1. nncase_runtime Module Usage Guide#
1. Overview#
This document introduces the CanMV nncase_runtime module, guiding developers on how to use MicroPython to call the KPU
and AI2D
modules.
2. Function Introduction#
2.1. Import Libraries#
Before using the nncase_runtime module, you need to import the relevant libraries:
import nncase_runtime as nn
import ulab.numpy as np
2.2. KPU Initialization#
Initialize the model inference module:
kpu = nn.kpu()
2.3. AI2D Initialization#
Initialize the image processing module:
ai2d = nn.ai2d()
2.4. Load Model#
There are two ways to load the model: by file path or binary data.
# By file path
model = nn.load_model('test.kmodel')
# By binary data
with open("test.kmodel", "rb") as f:
data = f.read()
kpu.load_kmodel(data)
2.5. Using KPU for Inference Alone#
2.5.1. Set Model Input#
Before model inference, you need to set the corresponding model input data:
data = np.zeros((1, 3, 320, 320), dtype=np.uint8)
kpu_input = nn.from_numpy(data)
kpu.set_input_tensor(0, kpu_input)
# If the model has multiple inputs
kpu.set_input_tensor(1, kpu_input_1)
kpu.set_input_tensor(2, kpu_input_2)
2.5.2. Execute Inference and Get Results#
Execute inference and get results:
kpu.run()
result = kpu.get_output_tensor(i) # Returns the i-th output tensor
data = result.to_numpy() # Converts the output tensor to a numpy object
2.6. Using AI2D+KPU for Inference#
Use AI2D to preprocess data collected from the camera, then use KPU for inference. For configuration of input devices such as cameras, refer to the AI Demo Documentation.
2.6.1. Configure AI2D Parameters#
AI2D functions include crop
, shift
, pad
, resize
, affine
. Configure the corresponding parameters as needed; unused functions can be ignored.
# Basic configuration: input/output layout, input/output dtype
ai2d.set_dtype(nncase_runtime.ai2d_format.NCHW_FMT,
nncase_runtime.ai2d_format.NCHW_FMT,
np.uint8, np.uint8)
# Function configuration, taking pad and resize as examples
ai2d.set_pad_param(True, [0, 0, 0, 0, 1, 1, 2, 2], 0, [127, 127, 127])
ai2d.set_resize_param(True, nn.interp_method.tf_bilinear, nn.interp_mode.half_pixel)
# Execute configuration, need to configure input/output shape
ai2d_builder = ai2d.build([1, 3, 224, 224], [1, 3, 256, 256])

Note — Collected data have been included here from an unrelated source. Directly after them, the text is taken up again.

PR #5782, opened 2023-07-21
feat: only dial subnet peers if needed

twoeths:
**Motivation**

- For now we always dial subnet peers as much as we can, this lead to https://github.com/ChainSafe/lodestar/issues/5741
- This is because:
  - Most of the time, we have enough subnet peers very quickly (see `Peer requests to discovery` metrics)
  - But we always got ENRs very frequently (because node wants to connect to "maxPeers" so it issue FIND_NODES request frequently) and if the retuned ENRs have the subnets we want, we still connect to it
    - In the case of sync committee subscription, we usually have up to 50 long lived subnets per peer and most of them are outbound peers
  
**Description**

- Only connect to subnet peers if needed by adding "peersToConnect" to "subnetRequests"
- Based on the current metrics, this should help us have around 10 long lived subnets per peer instead of 50 like in the case of sync committee

Closes #5741

PR #5827, opened 2023-08-01
chore: add peer discovery metrics to grafana

twoeths:
**Motivation**

To know more about `PeerDiscovery` status

**Description**

- Add new metrics introduced in #5782 to "Peer requests to discovery" panel of networking dashboard
- Also add "Peer Manager" prefix to the other dashboards with similar name to avoid confusion, these metrics come from "PeerManager"

Screenshot 2023-08-01 at 14 01 35

### DIFF
--- a/dashboards/lodestar_networking.json
+++ b/dashboards/lodestar_networking.json
@@ -770,6 +770,246 @@
     },
     {
       "collapsed": false,
+      "gridPos": {
+        "h": 1,
+        "w": 24,
+        "x": 0,
+        "y": 30
+      },
+      "id": 608,
+      "panels": [],
+      "title": "Network Worker",
+      "type": "row"
+    },
+    {
+      "datasource": {
+        "type": "prometheus",
+        "uid": "${DS_PROMETHEUS}"
+      },
+      "description": "Async time to send a message across the worker/parent port",
+      "fieldConfig": {
+        "defaults": {
+          "color": {
+            "mode": "palette-classic"
+          },
+          "custom": {
+            "axisCenteredZero": false,
+            "axisColorMode": "text",
+            "axisLabel": "",
+            "axisPlacement": "auto",
+            "barAlignment": 0,
+            "drawStyle": "line",
+            "fillOpacity": 23,
+            "gradientMode": "opacity",
+            "hideFrom": {
+              "graph": false,
+              "legend": false,
+              "tooltip": false,
+              "viz": false
+            },
+            "lineInterpolation": "linear",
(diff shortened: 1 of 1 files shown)


dashboards/lodestar_networking.json
```diff
@@ -768,6 +768,246 @@
...
+      "pluginVersion": "7.4.5",
+      "targets": [
+        {
+          "datasource": {
+            "type": "prometheus",
+            "uid": "${DS_PROMETHEUS}"
+          },
+          "editorMode": "code",
+          "exemplar": false,
+          "expr": "(\n  sum(rate(\n    lodestar_network_worker_wire_events_on_worker_thread_latency_sum[$rate_interval]\n  )) \n  +\n  sum(rate(\n    lodestar_network_worker_wire_events_on_main_thread_latency_sum[$rate_interval]\n  ))\n)\n/\n(\n  sum(rate(\n    lodestar_network_worker_wire_events_on_worker_thread_latency_count[$rate_interval]\n  ))\n  +\n  sum(rate(\n    lodestar_network_worker_wire_events_on_main_thread_latency_count[$rate_interval]\n  ))\n)",
```
twoeths, line 861: @matthewkeil I found this metric from #5800, do you want it to be part of this PR too?

matthewkeil: I leave that up to you @tuyennhv.  I changed them around a few times so they may be a bit different from the last time you checked.  Feel free to either pull the updated ones into this PR or I can merge the additions from yours into mine.  Whichever works for me.  I leave the decision with you. @wemeetagain mentioned this to me as well so just let me know how to help because I think he wants to get these into 1.10

Here is a screenshot of the updated version I made.  I would go with your overall average because my calculation seems incorrect, but I kinda prefer the layout I settled on with one panel broken out by `eventName` and the other panel with just the three averages on it. `Average`, average of `workerToMain` and `mainToWorker` because they seem to be pretty different in the two directions and the individual metrics are also quite distinct in value for each event type so there will be a lot of opportunity to tune the individual events but they are hard to glance at to see if the averages is changing.

Screenshot 2023-08-01 at 6 37 40 AM

Screenshot 2023-08-01 at 6 37 47 AM

twoeths: ok then let's also add your panels to grafana, you can change them later @matthewkeil

twoeths:
this also include new panels from @matthewkeil , ready for review

matthewkeil (approved):
LGTM 🚀

Issue #2115, opened 2021-02-28
Consider increasing max_semi_space_size


dapplion:
According to GC metrics on master the beacon node spends 10% of the time doing Scavenge GC runs. 

![Screenshot from 2021-02-28 20-45-51](https://user-images.githubusercontent.com/35266934/109431313-37d48880-7a06-11eb-8560-95d6b0db8f40.png)

If the metrics are correct this article suggests increasing `max_semi_space_size` with the flag `--max_semi_space_size` to reduce the frequency of these runs.

https://www.alibabacloud.com/blog/better-node-application-performance-through-gc-optimization_595119

wemeetagain:
cc @matthewkeil re #5829

matthewkeil:
@wemeetagain I had this set on `beta` when we discovered the memory leak in #5851 so it was hard to see full effect but it did cut the Scavenge time in line with the worker new space adjustment before things started to get wonky when the heap grew from the leak.  It will most definitely be a nice tune-up though and I will get this set correctly once we get the leak addressed and can see the fruits of the change!!

matthewkeil:
As a note, the docs are not super clear about what "semi" space is.  But after digging in the codebase its related to young generation and `kNewLargeObjectSpaceToSemiSpaceRatio` which always equals `1`;

```c++
size_t Heap::YoungGenerationSizeFromSemiSpaceSize(size_t semi_space_size) {
  return semi_space_size * (2 + kNewLargeObjectSpaceToSemiSpaceRatio);
}
```

matthewkeil:
Memory leak #5851 resolved.  Deploying `unstable` to `feat2` with `--max-semi-space-size=64`.  The max scavenge witnessed currently was on mainnet in the unstable group.  All other instances were lower and some substantially lower. 
Unsure how the larger value will affect performance on the smaller instances so will let run for a few days without the worker to see what turns up.

`unstable-mainnet-hzax41`
![Screenshot 2023-08-10 at 1 23 13 PM](https://github.com/ChainSafe/lodestar/assets/18608739/93f1e801-5e15-43a2-b539-154545e26d9a)

`unstable-novc-ctvpss`
![Screenshot 2023-08-10 at 1 25 03 PM](https://github.com/ChainSafe/lodestar/assets/18608739/7cb0297e-2acc-4e31-bcde-b0c717196aef)

`unstable-sm1v-ctvpss`
[...]

PR #5829, opened 2023-08-01
feat(beacon-node): network worker new space adjustment 

matthewkeil:
**Motivation**

While going through the suggestions that Ben gave us I found that there was a very large amount of new space scavenge collection.  I updated the dashboards and realized it was over 200mb and 3% of the worker thread time spent on scavenge.  There was a lot of page-faults as well which lends itself to a bunch of data being moved during GC.  There was also not very much mark-and-sweep GC which means the objects were most likely getting moved only once before getting un-ref'd. This realization that most of the objects are very short lived, but likely high in volume to trigger the scavenge.  So in essence causing them to get moved back and forth between the `To` and `From` spaces a single time.

I played around with the values of new space to get around this.  I bumped the new space way up above the GC volume.  Now the objects do not live long enough to need to be moved in the new space.  The HandleScope and new space management system are quite efficient so there is little to no performance degradation from leaving the objects in new space once they are no longer ref'd.  They just either sit at the back of the line or get written over when the HandleScope pointers shift.

**Description**

- Updated dashboard panels for memory.
- Added panels for each thread (heap and GC stats) in a row
- Updated network worker new space to a sufficiently large number (over the existing `unstable` GC volume)

[X] - Figure out method to determine how large is too large
[X] - Verify that new space is not too large

Helps with #5604 

** Metrics **

Need to let the node stabilize for a few more hours so traffic is back up to levels on `unstable` for even comparison but things are looking pretty good so far.

Screenshot 2023-08-01 at 3 55 53 AM
Screenshot 2023-08-01 at 3 56 19 AM
Screenshot 2023-08-01 at 3 56 26 AM
Screenshot 2023-08-01 at 3 56 39 AM

Screenshot 2023-08-01 at 4 00 52 AM
Screenshot 2023-08-01 at 4 00 27 AM
Screenshot 2023-08-01 at 3 57 08 AM

Screenshot 2023-08-01 at 4 02 04 AM
Screenshot 2023-08-01 at 4 02 30 AM
Screenshot 2023-08-01 at 4 01 44 AM
Screenshot 2023-08-01 at 4 04 39 AM
Screenshot 2023-08-01 at 4 04 06 AM
Screenshot 2023-08-01 at 4 03 46 AM
Screenshot 2023-08-01 at 4 02 45 AM


packages/beacon-node/src/network/core/networkCoreWorkerHandler.ts
```diff
@@ -107,7 +107,10 @@ export class WorkerNetworkCore implements INetworkCore {
       loggerOpts: modules.logger.toOpts(),
     };
 
-    const worker = new Worker("./networkCoreWorker.js", {workerData} as ConstructorParameters<typeof Worker>[1]);
+    const worker = new Worker("./networkCoreWorker.js", {
+      workerData,
+      resourceLimits: {maxYoungGenerationSizeMb: 512},
```
dapplion: What's the default value?

dapplion:
Metrics looks promising! This PR does not add metrics, but changes a fundamental parameter, can you split:
- PR A: Add dashboards
- PR B: Change constant value

packages/beacon-node/src/network/core/networkCoreWorkerHandler.ts
matthewkeil: It's a [calculated value](https://github.com/nodejs/node/blob/4166d40d0873b6d8a0c7291872c8d20dc680b1d7/deps/v8/src/heap/heap.cc#L266) and ends up roughly 16mb with a `--max-old-space-size` of 4GB.

matthewkeil:
This was updated to just have the single line change.  I rebased this onto unstable from a discussion with @wemeetagain but there is a memory leak on unstable so its hard to see how this is actually performing at 128mb.  I will move to ready for review once we get the leak sorted and can see how this performs with @tuyennhv update with limited subscriptions.

Dashboard changes were moved to PR #5858

matthewkeil:
Value was set from research on #2115.  You can find the resolution to that issue [here](https://github.com/ChainSafe/lodestar/issues/2115#issuecomment-1687860046)


There is a 3x1 ratio of semi space to young generation space in the code but in practice it seems like setting the semi space to the average value of scavenge collection seemed optimal.  In previous empirical testing it seemed to also be the optimal value for the worker young generation setting despite the ratio.  I am not certain of the reason for this but its worth further investigation.

packages/beacon-node/src/network/core/networkCoreWorkerHandler.ts
```diff
@@ -107,7 +107,10 @@ export class WorkerNetworkCore implements INetworkCore {
       loggerOpts: modules.logger.toOpts(),
     };
 
-    const worker = new Worker("./networkCoreWorker.js", {workerData} as ConstructorParameters<typeof Worker>[1]);
+    const worker = new Worker("./networkCoreWorker.js", {
+      workerData,
+      resourceLimits: {maxYoungGenerationSizeMb: 152},
```
wemeetagain: Can you add a comment here linking / describing why 152?

wemeetagain: might be worth exposing as a hidden cli flag so we don't need to PR to test other values

matthewkeil: Updated.

wemeetagain (dismissed):

wemeetagain (approved):

wemeetagain:

PR #5830, opened 2023-08-01
chore: fix format of input in dashboard lint script

nflaig:
**Motivation**

After further looking into why we get random dashboard diffs on __inputs it looks like downloaded dashboards have __inputs fields and the format that Grafana uses it different from the format we use in the lint script.

Maybe depends on Grafana version or when dashboard was last time updated as it does not happen for all dashboards. Tested it with our grafana instance.

**Description**

- fix format of input in dashboard lint script
- fix inputs on remaining dashboards that were not updated

### DIFF
--- a/dashboards/lodestar_networking.json
+++ b/dashboards/lodestar_networking.json
@@ -1,12 +1,12 @@
 {
   "__inputs": [
     {
-      "name": "DS_PROMETHEUS",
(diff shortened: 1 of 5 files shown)


wemeetagain (approved):

wemeetagain:

Issue #5823, opened 2023-07-31
Block proposal improvement tracker


g11tech:
tacker for various items to make block production more robust

- [ ] register fee recipients to all fallback bs for the VC
- [x] https://github.com/ChainSafe/lodestar/pull/5831
- [ ] for the multiple fallback bns, resolve with the most successful blinded block, similarly check for the bns
  -  the block production should be multiple bn aware rather than fallback urls handled in httpClient  
- [x] https://github.com/ChainSafe/lodestar/pull/5880 
  - switch to produce block v3 
  - move the execution blinded race to the beacon
- [x] https://github.com/ChainSafe/lodestar/pull/6227
   -  allow execution block to send a blinded response for block production for low latency in publishing 
   - may be full body could be blinded than just the execution pa
   -  respond with a blocksource response for bn to know if the blinded produced block is bound to a bn or not 
- [x] https://github.com/ChainSafe/lodestar/pull/6236
- [x] https://github.com/ChainSafe/lodestar/issues/5826

philknows:
Can you update this issue with the latest status? 🙏

g11tech:
updated, will continue on this post latest changes are PRed for the deneb ... affects produce/publish api all over

wemeetagain:
@g11tech is this fully resolved?

PR #5831, opened 2023-08-01
feat: send and use validators fee recipient for engine block production

g11tech:
part of
 - https://github.com/ChainSafe/lodestar/issues/5823

Generally the validator registers fee recipient every epoch for engine (as well as builder block production). However in some edge cases like where registration was not updated (for e.g. fee recipient updated just few slots into epoch via keymanager) or registration issues or the block production requests routed to a fallback bn where validators registrations were not done .... (the edge case lodestar deployments witnessed on 31 july), its imperative that the produce block calls should carry the fee recipient and start a fresh engine block production with a new recipient if bn didn't have a prepared payload id which matches the requested fee recipient.

This PR achieves the same.

TODO:
- [x] add unit/mock test cases for the api
- [x] improve fee recipient logging for easy debugging

### DIFF
--- a/packages/api/src/beacon/routes/validator.ts
+++ b/packages/api/src/beacon/routes/validator.ts
@@ -201,7 +201,8 @@ export type Api = {
   produceBlock(
     slot: Slot,
     randaoReveal: BLSSignature,
-    graffiti: string
+    graffiti: string,
+    feeRecipient?: string
   ): Promise<
     ApiClientResponse<
       {[HttpStatusCode.OK]: {data: allForks.BeaconBlock; blockValue: Wei}},
@@ -222,7 +223,8 @@ export type Api = {
   produceBlockV2(
     slot: Slot,
     randaoReveal: BLSSignature,
-    graffiti: string
+    graffiti: string,
+    feeRecipient?: string
   ): Promise<
     ApiClientResponse<
       {[HttpStatusCode.OK]: {data: allForks.BeaconBlock | BlockContents; version: ForkName; blockValue: Wei}},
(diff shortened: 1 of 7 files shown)


packages/api/src/beacon/routes/validator.ts
```diff
@@ -428,7 +431,7 @@ export type ReqTypes = {
   getProposerDuties: {params: {epoch: Epoch}};
   getSyncCommitteeDuties: {params: {epoch: Epoch}; body: U64Str[]};
   produceBlock: {params: {slot: number}; query: {randao_reveal: string; graffiti: string}};
-  produceBlockV2: {params: {slot: number}; query: {randao_reveal: string; graffiti: string}};
+  produceBlockV2: {params: {slot: number}; query: {randao_reveal: string; graffiti: string; fee_recipient?: string}};
```
dapplion, line 434: This is not part of the spec right? https://github.com/ethereum/beacon-APIs/blob/ea5668708f2c6717fd2934c9a0b82b6705818a2e/apis/validator/block.v2.yaml#L13 adding this here will cause our API client to break with spec compliant impls

g11tech: yes you are correct :slightly_smiling_face:  its not in spec, plan to PR there as well (for produce block v3), 

but its spec compatible, in the sense that if the fee recipient is not passed, it will behave in the old spec complaint way

dapplion (approved):
Looks good! Please upstream this change to API specs

g11tech:
> Looks good! Please upstream this change to API specs

sounds good! will open PR

wemeetagain:

PR #5832, opened 2023-08-01
docs: update instructions on how to contribute to dashboards

nflaig:
**Motivation**

After using the download script a bit more myself noted that instructions are not that precise for current workflow.

It is no longer required to import a temporal dashboard with different name but more importantly it must be ensured that the UID is not modified, else the download script will not pick up the changes.

It should be pretty clear to existing maintainers that when using our Grafana cloud instance there is no need to import the dashboard, in fact, it is not possible to import it with same UID. Point 1. and 2. are rather meant for (new) contributors that modify dashboards on their own / local Grafana instance.

**Description**

Update instructions on how to contribute to dashboards to better reflect current workflow.

### DIFF
--- a/.wordlist.txt
+++ b/.wordlist.txt
@@ -59,6 +59,7 @@ TOC
 TTD
 TypeScript
 UI
+UID
 UTF
 VM
 Vitalik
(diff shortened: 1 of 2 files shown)


wemeetagain (approved):

wemeetagain:

PR #5854, opened 2023-08-07
fix(prover): update web3_provider to detect web3.js 4x version

nazarhussain:
**Motivation**

Make the `@lodestar/prover` ready for production use. 

**Description**

- Make the `web3_provider` logic to detect the `Web3.js` 4x version. Which have a different implementation logic from legacy version. 

Run all tests.


packages/cli/package.json
```diff
@@ -78,10 +78,10 @@
     "@types/lockfile": "^1.0.2",
     "bip39": "^3.1.0",
     "deepmerge": "^4.3.1",
-    "ethers": "^5.0.2",
+    "ethers": "^6.7.0",
     "expand-tilde": "^2.0.2",
     "find-up": "^6.3.0",
-    "got": "12.4.1",
+    "got": "^11.8.6",
```
nazarhussain, line 84: Had to downgrade this because both `got 12.x` and `got 13.x` was causing types incompatibility issues with some other packages. 

https://github.com/jaredwray/cacheable/issues/174

wemeetagain (approved):

packages/cli/package.json
nflaig: What's the reason for using `got` instead of `fetch`?

nazarhussain: Probably old implementation. Don't have specific reason for its usage.

Issue #5118, opened 2023-02-09
Memory usage metrics panel should only track beacon node


philknows:
**Describe the bug**

Currently, the memory usage panel is showing data from both beacon node and validator which includes some confusing data points on the graph.

<img width="808" alt="Screenshot 2023-02-09 at 11 49 21 AM" src="https://user-images.githubusercontent.com/58080811/217739542-352302b0-0c26-46f8-a6cf-339969615f6b.png">

**Expected behavior**

For organization and simplicity, it should only be tracking beacon node memory usage.

twoeths:
this was broken after https://github.com/ChainSafe/lodestar/pull/5020

nflaig:
does the beacon node and validator use the same job? The prometheus config file needs to looks like this, with separate jobs for BN and VC

https://github.com/ChainSafe/lodestar/blob/db612ea82f618c4ab6509ebd88f96631788c93d2/prometheus.yml#L1-L12

nflaig:
This https://github.com/ChainSafe/lodestar/pull/5200 should fix all the remaining issues, the job names can now be customized when importing the dashboard. This means can just set the job name currently used and there is no longer the requirement to use `beacon` and `validator` as `job_name` as renaming jobs in prometheus config causes historical data to be lost which might not be desired.

nflaig:
The changes mention in https://github.com/ChainSafe/lodestar/issues/5118#issuecomment-1441936895 are now merged to `unstable`, let me know if there are still problems, else I would recommend that we close the issue.

nflaig:
Seems like the issue is related to how our internal prometheus instance is configured. We use the same job called `beacon` to scrape different services, including the validator client. Further details can be found [on discord](https://discord.com/channels/593655374469660673/605818244036821012/1081114490537521192).

nflaig:
I think we can close this in favor of https://github.com/ChainSafe/lodestar-ansible-development/issues/121 as the problem is not related to Lodestar or the dashboard contained in this repository.

nflaig:
Resolved by https://github.com/ChainSafe/lodestar-ansible-development/pull/141

PR #5858, opened 2023-08-07
feat(dashboards):  memory panel updates

matthewkeil:
**Motivation**

Breaks out memory panes by thread for greater insight.  Some of the changes were already merged and this fixes the remaining updates.  Fixes a couple of metrics that disappear when the network worker is turned on.

Also adds a package.json script to `lint-dashboards`

**Description**

PR broken out of #5829


wemeetagain (approved):

dashboards/lodestar_vm_host.json
```diff
@@ -148,7 +148,7 @@
           },
           "editorMode": "code",
           "exemplar": false,
-          "expr": "sum(process_resident_memory_bytes{job=~\"beacon|validator\"})",
+          "expr": "sum(process_resident_memory_bytes{job=~\"$beacon_job|beacon|$validator_job|validator\"})",
```
nflaig, line 151: what the point of matching both jobs? Can just remove the job matcher in that case

package.json
```diff
@@ -18,6 +18,7 @@
     "lint:fix": "yarn lint --fix",
     "lint-docs": "prettier '**/*.md' --check",
     "lint-docs:fix": "prettier '**/*.md' --write",
+    "lint-dashboards": "scripts/validate-grafana-dashboards.sh",
```
nflaig, line 21: I think we should not mix up validation and linting, the validate script does other things like git diff which is not required if you lint locally, it just happens to work right now but that might change in the future

Would recommend the following instead

`"lint-dashboards": "node scripts/lint-grafana-dashboards.mjs ./dashboards",`

nflaig (commented):
@matthewkeil bit late on the review, but suggested some changes that could be incorporated in another PR

dashboards/lodestar_vm_host.json
nflaig: @matthewkeil I looked at this again and I am not sure we want to track beacon and validator metrics in a single panel.

At least @philknows opened an issue for this previously, not sure what the desired behavior is now though.
- https://github.com/ChainSafe/lodestar/issues/5118

Regarding the 3rd `process_resident_memory_bytes` metric, seems to be from https://github.com/lidofinance/validator-ejector, this means job label matcher is required.

```
process_resident_memory_bytes{app="validator-ejector", client_name="lodestar", group="lido-goerli", host_type="lg1k", instance="lido-goerli-hzax41-0", job="ejector", network="goerli", scrape_location="ejector"}
```

matthewkeil: there is another job that I wanted to exclude.  only wanted to take those two

package.json
matthewkeil: i like the idea of being able to run the same command that the CI runs so I can see if it will pass/fail before pushing the commit.  I suppose we can change the script command name?

nflaig: We have a bunch of those scripts in `./scripts` folder
- [assert_eslintrc_sorted.mjs](https://github.com/ChainSafe/lodestar/blob/unstable/scripts/assert_eslintrc_sorted.mjs)
- [assert_exports.mjs](https://github.com/ChainSafe/lodestar/blob/unstable/scripts/assert_exports.mjs)
- [assert_no_yarn_warnings.sh](https://github.com/ChainSafe/lodestar/blob/unstable/scripts/assert_no_yarn_warnings.sh)

Could just run them from there directly.

nflaig: Would say lint should lint and not validate but it is a minor detail so no big deal.

wemeetagain:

2.6.2. AI2D+KPU Inference#
Execute AI2D and KPU combined inference:
data = np.zeros((1, 3, 224, 224), dtype=np.uint8)
ai2d_input = nn.from_numpy(data)
# Get the input tensor for KPU
kpu_input = kpu.get_input_tensor(0)
# Set the output of AI2D as the input of KPU
ai2d_builder.run(ai2d_input, kpu_input)
kpu.run()
# Get the output tensor of KPU
result = kpu.get_output_tensor(i) # Returns the i-th output tensor
data = result.to_numpy() # Converts the output tensor to a numpy object
2.7. Release Memory#
Ensure that all global
variable reference counts are zero before the program ends to avoid memory leaks. You can also call gc.collect()
at the beginning of the program to release any unreleased memory.
import nncase_runtime as nn
import gc
del kpu
del ai2d
del ai2d_builder
# tensor = nn.from_numpy()
del tensor
# input_tensor = kpu.get_input_tensor(i)
del input_tensor
# output_tensor = kpu.get_output_tensor(i)
del output_tensor
gc.collect()
nn.shrink_memory_pool()
3. Summary#
This module provides a basic framework for using KPU and AI2D for deep learning inference. Developers can configure models and parameters according to specific needs, perform image processing and inference tasks, and manage memory to improve program stability and performance.